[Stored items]
Issue #380, opened 2024-06-26
[Dataroom] Transactions of chain


DiogoSoaress:
Part of #354 

### Figma
https://www.figma.com/design/qtXXlwdslAze6yNbLLzIRa/Website-redesign-2.0?node-id=13958-10672&t=1qAGH4DQITJXjbQ5-4

### Animation description
Numbers slide up replacing the previous values

### Screenshot
<img width="435" alt="Screenshot 2024-06-26 at 11 53 52" src="https://github.com/safe-global/safe-homepage/assets/32431609/51637d04-1e10-47a4-b7be-cb7075552fea">

_Approximate estimation: 1/2 day_

PR #388, opened 2024-06-27
Add Transaction On Chain Component + Auxiliary Components

Malayvasa:
Related to #380


DiogoSoaress (commented):
Some comments before a thorough review:
- Can you please use CSS modules to apply styles instead of MUI component attributes whenever possible?
- Can you write the React components as a const instead of a function? Please look at any other component to see the style that is used across the codebase.
- Constants should follow the name convention: capital letters with underscore separators. Example: `const FOO_BAR = 42`

DiogoSoaress:
@Malayvasa In that case you can generate the style object from a function that receives `direction` as a parameter

Issue #379, opened 2024-06-26
[Dataroom] Volume transferred


DiogoSoaress:
Part of #354 

### Figma
https://www.figma.com/design/qtXXlwdslAze6yNbLLzIRa/Website-redesign-2.0?node-id=13958-10672&t=1qAGH4DQITJXjbQ5-4

### Animation description
Numbers slide in left and right ends of the screen

### Screenshot
<img width="436" alt="Screenshot 2024-06-26 at 11 52 13" src="https://github.com/safe-global/safe-homepage/assets/32431609/68e12ef9-0401-42f7-8c93-cac19372aaee">

_Approximate estimation: done_

PR #400, opened 2024-07-03
Add mobile support for volume transferred component

Malayvasa:
Related to #379 

_Note : Please disable TransactionsOnChain component while previewing, as it causes width to increase more than 100vh and displaces all other sections._


DiogoSoaress (commented):
Shouldn't we make the sliding numbers smaller in mobile? It's hard to read with this font size

PR #594, opened 2021-11-30
fix: Emoticons converted after persistence

tommoor:
Passing the defs to match gemoji exactly may also reduce filesize as it will be using the gemoji data rather than the one bundled inside of `markdown-it-emoji`.

This also removes any chance of disconnect between these two datasets.

closes outline/outline#2785


tommoor:
cc @JiangWeixian as original author

JiangWeixian:
> cc @JiangWeixian as original author

lgtm

PR #601, opened 2021-12-14
fix: emoji highlight behavior

thenanyu:
https://www.loom.com/share/5780df97a76b487f869dedf3a1e90274

I don't know the ins and outs of prosemirror super well, but these simple config changes seem to fix the issue while behaving correctly in other conceivable ways

the best scenario would be for the emoji picker to just write the emoji text and not put a new node type into the mix but I think that would require deeper surgery


tommoor (approved):
Sweet, thank you for the video – this looks exactly right

PR #603, opened 2021-12-15
feat: Attachment of Files to Documents using S3.

FeralMib:
This is an extension of https://github.com/outline/rich-markdown-editor/pull/280 including the original commit there, rebased and extended on current master.

For further details see the original PR.

I've added support for a basic placeholder during upload, added a suitable menu icon and fixed compatibility issues during during rebasing

The matching support in outline server can be found in https://github.com/outline/outline/pull/2859


tommoor (commented):
Apart from the placeholder issue outlined in this review I think really the question is whether a plain text link is good enough – and I'm tempted to say no.

We really want to maintain a semantic link to the fact that it's a file upload within the document structure by creating a `file` node type that stores the attachmentId etc, this will allow us to do much more interesting things in the future.

cc @thenanyu

warnus:
Sorry about interrupt you guys. I really look forward to including this feature. If file upload using just link that I'm wondering that how to remove the file from storage.

Issue #541, opened 2017-10-03
Disabling Comments


Ethanb00:
Desired Feature: Ability to disable/hide comments either globally and/or by page/chapter/book. 

For my purposes (Technical Documentation for a small team), the comments section, for the most part, is an unneeded resource. I totally under the utility for others, but I do not intend on using it. 

As a result, it would be nice to be able to disable it. I don't have a preference if that switch is global, by book, by chapter, or by page.  Turning it off would remove an unused a page component and clean up the UI a bit.

Thank you!

Shackelford-Arden:
I like this idea. Definitely like the idea of having book/chapter level control of comments.

I realize you want to keep this simple @ssddanbrown but would this be something that we could potentially look at adding to a **Chapter/Book Settings** menu?

salimnanji:
+1

criskolkman:
+1 for me!

faizmali:
We would greatly appreciate this feautre as well

galaxyfeeder:
+1

Abijeet:
Ok, there a few ways this can be done,

| Option                | Role                                         |
|-----------------------|----------------------------------------------|
| Global option         | Only administrator can do this.              |
| Option on the book    | People who have modify access to the book    |
| Option on the chapter | People who have modify access to the chapter |
| Option on the page    | People who have modify access to the page    |

I think row 1 and 2 should suffice. Let me know what you guys think. Once we have the requirements nailed down and @ssddanbrown has taken a look, I can submit a PR.

Ethanb00:
@abijeet: I concur. Chapter and page are likely too granular. Per-book or global rights fit much better in terms of generating forms for documentation. 

Thank you for your work!

ssddanbrown:
Yeah, I think we should keep this at a global level. Will mark up for next feature release (v0.19). @Abijeet Feel free to go ahead with this one if you'd like.

Abijeet:
Have started working on this, few things to note - 

1. Added an option under app settings - **Disable comments**
2. If this is turned **on** then, 
   1. Adding comments is disabled.
   2. Existing comments will not be shown.
   3. The entire comments section is removed and no message is shown stating that comments are disabled.

Two things are debatable here,

1. _Do we show a message stating that comments are disabled?_ Not sure if it's needed, but can be easily added.
2. _Do we show existing comments?_ I removed them to save an extra query to fetch the comments.

Shackelford-Arden:
[...]

PR #593, opened 2017-11-15
#541 - Disable comments

Abijeet:
Towards #541 

Following has been done,

1. Added an option under app settings - **Disable comments**
2. If this is turned **on** then, 
   1. Adding comments is disabled.
   2. Existing comments will not be shown.
   3. The entire comments section is removed and no message is shown stating that comments are disabled.

Two things are debatable here,

1. _Do we show a message stating that comments are disabled?_ Not sure if it's needed, but can be easily added.
2. _Do we show existing comments?_ I removed them to save an extra query to fetch the comments.

### TODO
- [x] Add test cases for this option.


Abijeet:
@ssddanbrown - I'm done with this change, please take a look and let me know if there is anything you'd like me to change/tweak.

ssddanbrown:
@Abijeet All looked great, I just renamed a variable but that's it. Thank you very much once again!

PR #598, opened 2017-11-26
Add socialite authentication for okta

lommes:
Luckily somebody created a provider for okta some days ago, so I was able to create this pull request without much effort. I only tested with php7.1 and oktapreview.com so far, since I'm not using okta in production it would be nice if someone else could give it a try. 

Documentation still missing.


s0n-:
We will test this, need to spin up another Okta app and test instance for PHP 7.1

Thanks for the work!

ssddanbrown:
Thank you @chaseconey for adding this provider to socialite.

And thanks @lommes for this pull request. I will merge in very soon for the next release. Only thing I'll probably change is to convert the SVG to be a full SVG rather than a png embedded in an svg.

ssddanbrown:
Thanks again @lommes, Tested and all works perfectly. Now merged in ready for the next release.

Any changes I made afterwards can be seen here: 90bf13c1ab0642d70e4c101c4a7d30f9403ca6ae

Basically I just re-named the the env keys to align with the other login services and made the SVG fully vector based.

PR #614, opened 2017-12-11
Updated BookController:store method to sanitize input

LookLittleJohn:
Fixed a bug where a person could mess up the router by having books with slashes in the name as well as create books with the name of the `create`, which makes a book that is totally accessible since the route `/books/create` is already used for the book creation view.

### DIFF
--- a/app/Http/Controllers/BookController.php
+++ b/app/Http/Controllers/BookController.php
@@ -72,7 +72,7 @@ class BookController extends Controller
     {
         $this->checkPermission('book-create-all');
         $this->validate($request, [
-            'name' => 'required|string|max:255',
+            'name' => 'required|alpha_dash|notIn:create|max:255',
             'description' => 'string|max:1000'
         ]);
         $book = $this->entityRepo->createFromInput('book', $request->all());


ssddanbrown:
Thank you for your pull request.

In regards to slashes in the names, These should be stripped [when URL slugs are generated](https://github.com/BookStackApp/BookStack/blob/master/app/Repos/EntityRepo.php#L556).

This pull request would prevent spaces or underscores from being able to be used within Book names which I'd prefer to allow. 

The usage of keywords is a good point. I do think we should add something to prevent clashes but I don't think it should be part of the name validation logic but instead part of the slug generation. Keywords should still be able to be used for book/page/chapter names if specified, We would just generate non-conflicting slugs.

LookLittleJohn:
@ssddanbrown Sounds good! I've got some spare time this weekend - I'll propose an update for y'all then :smile:

ssddanbrown:
Now closing this as the core issues has been mitigated through a different solution within 1a9f6764164cb730399a47969d1c33099f1682b8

## [PROBLEM REQUIREMENTS]
Above are the lines; repeat exactly the ones from the line containing "Basically I just" down to the line containing "Thank you for your pull request.", both inclusive.

## [EXERCISE RESPONSE]
Basically I just re-named the the env keys to align with the other login services and made the SVG fully vector based.

PR #614, opened 2017-12-11
Updated BookController:store method to sanitize input

LookLittleJohn:
Fixed a bug where a person could mess up the router by having books with slashes in the name as well as create books with the name of the `create`, which makes a book that is totally accessible since the route `/books/create` is already used for the book creation view.

### DIFF
--- a/app/Http/Controllers/BookController.php
+++ b/app/Http/Controllers/BookController.php
@@ -72,7 +72,7 @@ class BookController extends Controller
     {
         $this->checkPermission('book-create-all');
         $this->validate($request, [
-            'name' => 'required|string|max:255',
+            'name' => 'required|alpha_dash|notIn:create|max:255',
             'description' => 'string|max:1000'
         ]);
         $book = $this->entityRepo->createFromInput('book', $request->all());


ssddanbrown:
Thank you for your pull request.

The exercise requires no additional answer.